* _Aim of the exercise_:
How many of the lines below hold the word "access"? Answer only with the number.

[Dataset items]
────────────────────

PR #1581, opened 2017-12-11
feat(Browser): introduce browser.process() variable

### LINKED ISSUE #1539: Feature request: Give access to created processes
It would be great if the library gave access to the browser process it creates. I need access to it and I'm thinking of either forking the repository or creating the browser process myself.

aslushnikov:
This patch adds a `browser.process()` getter to expose the child process
with running browser.

Fixes #1539.

### DIFF
--- a/lib/Browser.js
+++ b/lib/Browser.js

────────────────────

* _Exercise solution_:
2